「ダム事業に初のガイドライン」に気づかなければならないこと

  八ツ場ダムに代表される建設中止方針が示されているダム事業。
 これらの事業の必要性を判断するためのガイドラインがまとまったという報道がありました。
 ダムに代わる治水対策を複数考え、ダム建設の場合と①治水効果②コスト③地域社会や環境への影響など8つの観点で比較するというもの。特に、維持管理費も含めたコストを重視するのだそうです。
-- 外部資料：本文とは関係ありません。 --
PR #8216, opened 2026-02-18
NUnit: emit test.final_status on terminal executions

tonyredondo:
## Summary of changes
- Make NUnit emit `test.final_status` when that execution is the **final one** for the test.
- Explicitly set `test.final_status=skip` for pre-execution skips and disabled tests.
- Keep retry behavior consistent by setting `test.final_status` on terminal retry executions.
- Update CI assertion helpers to avoid local false failures caused by leftover optional metadata keys.

## Reason for change
People use `test.final_status` to answer simple questions like “which tests ultimately failed?”

NUnit still had a few paths where that tag could be missing or inconsistent (especially around skip/disabled and non-retry paths). This PR makes the behavior consistent with the intended rule: **set the tag when no more retries will run**.

## Implementation details
- `tracer/src/Datadog.Trace/ClrProfiler/AutoInstrumentation/Testing/NUnit/NUnitIntegration.cs`
  - In pre-execution skip path, set `final_status=skip` before closing the test span.

- `tracer/src/Datadog.Trace/ClrProfiler/AutoInstrumentation/Testing/NUnit/TestOptimizationTestCommand.cs`
  - Set `final_status=skip` for disabled tests.
  - On non-retry executions, check whether EFD/ATR/ATF will schedule retries.
  - If no retry will happen, set `final_status` from the current execution outcome.
  - Keep existing terminal-retry final_status behavior.

- `tracer/test/Datadog.Trace.ClrProfiler.IntegrationTests/CI/TestingFrameworkEvpTest.cs`
- `tracer/test/Datadog.Trace.ClrProfiler.IntegrationTests/CI/TestingFrameworkTest.cs`
  - Always remove checked metadata keys after assertions to prevent local `Assert.Single()` noise.

## Test coverage
- Targeted NUnit coverage for changed behavior was re-run:
  - `NUnitTests.SubmitTraces`
  - `NUnitEvpTests.SubmitTraces`
  - `NUnitEvpTests.EarlyFlakeDetection`
  - `NUnitEvpTests.QuarantinedTests`
  - `NUnitEvpTests.DisabledTests`
  - `NUnitEvpTests.AttemptToFixTests`
- Result: **13/13 passed**.

### DIFF
--- a/tracer/src/Datadog.Trace/ClrProfiler/AutoInstrumentation/Testing/NUnit/TestOptimizationTestCommand.cs
+++ b/tracer/src/Datadog.Trace/ClrProfiler/AutoInstrumentation/Testing/NUnit/TestOptimizationTestCommand.cs
@@ -221,9 +221,8 @@ internal sealed class TestOptimizationTestCommand
 
         if (test is not null && testTags is not null)
         {
-            // Emit final_status for any execution that won't be retried anymore:
-            // - tests with no retries
-            // - final retry execution
+            // Non-retry execution: emit final_status only when no retry will be scheduled.
+            // Final retry executions are handled in the isFinalExecution block below.
             if (!retryState.IsARetry && testTags.FinalStatus is null)
             {
                 var isSkippedOrInconclusive = resultStatus is TestStatus.Skipped or TestStatus.Inconclusive;


tracer/src/Datadog.Trace/ClrProfiler/AutoInstrumentation/Testing/NUnit/TestOptimizationTestCommand.cs
```diff
@@ -237,6 +221,28 @@ private ITestResult ExecuteTest(ITestExecutionContext context, int executionNumb
 
         if (test is not null && testTags is not null)
         {
+            // Emit final_status for any execution that won't be retried anymore:
+            // - tests with no retries
+            // - final retry execution
+            if (!retryState.IsARetry && testTags.FinalStatus is null)
```
andrewlock, line 226: Is this correct? If this was the final retry, won't `IsARetry` be true? 🤔

.gitignore
```diff
@@ -401,3 +401,6 @@ tools/dumps/
 !tools/dumps/README_DEBIAN_ARM64.md
 !tools/dumps/start_debian-arm64.cmd
 !tools/dumps/start_debian-arm64.sh
+
+# test optimization temp/run folder
+.dd/
```
andrewlock, line 406: ooooh, so _that's_ where that was coming from 😅 

I'm kinda surprised this isn't a problem for customers tbh 🤔

tracer/src/Datadog.Trace/ClrProfiler/AutoInstrumentation/Testing/NUnit/TestOptimizationTestCommand.cs
tonyredondo: I've updated the comment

 このニュースを聞いた皆さんはどのような感想を持たれますか?

=============================

 「当たり前のこと。良いんじゃないの。」
 
 そうですよね。でも、待ってください。この当たり前のことがこれまでできていなかったということなんです。

 そう。
 ダム事業に限らず、様々な事業が、そして政策が、その決定過程において、

①複数の選択肢の中から
②そのメリット、デメリットを比較し
③また、コストを明らかにした上で
④期待する将来像にどれだけ近づくのかを、費用対効果を示しながら

 判断する、決定するということを、日本の政治は国・地方を問わず、ほとんどしてきませんでした。

 Aという事業を行う時には、Aの良いところだけを示す。複数から選ぶ時の比較対象は、当て馬のようなもの。これでは決して良い政策を実現することはできませんし、より良い事業を行うこともできません。

 とりあえず始めてしまった事業が効果を上げないとわかっても、一旦ついてしまった予算をカットすることがどれほどに大変なのかは、国が事業仕分けを行わなければ、その是非を明らかに出来ないことからも明白です。そして、事業仕分けを行った事業はほんの一部で、そじょうにさえあがっていない無駄であったり効果に疑問を持つ手法がとられている事業が、国のみならず、大田区にもたくさん存在するということです。

 チェックリストを作ることは、「意思決定過程における透明性の確保」にもつながりますが、それは、その事業・政策の「到達目標(=目的)を明確にし」「費用対効果を明らかにする」ことでもあり、事業・政策の有効性を検証するツールにもなり得るのです。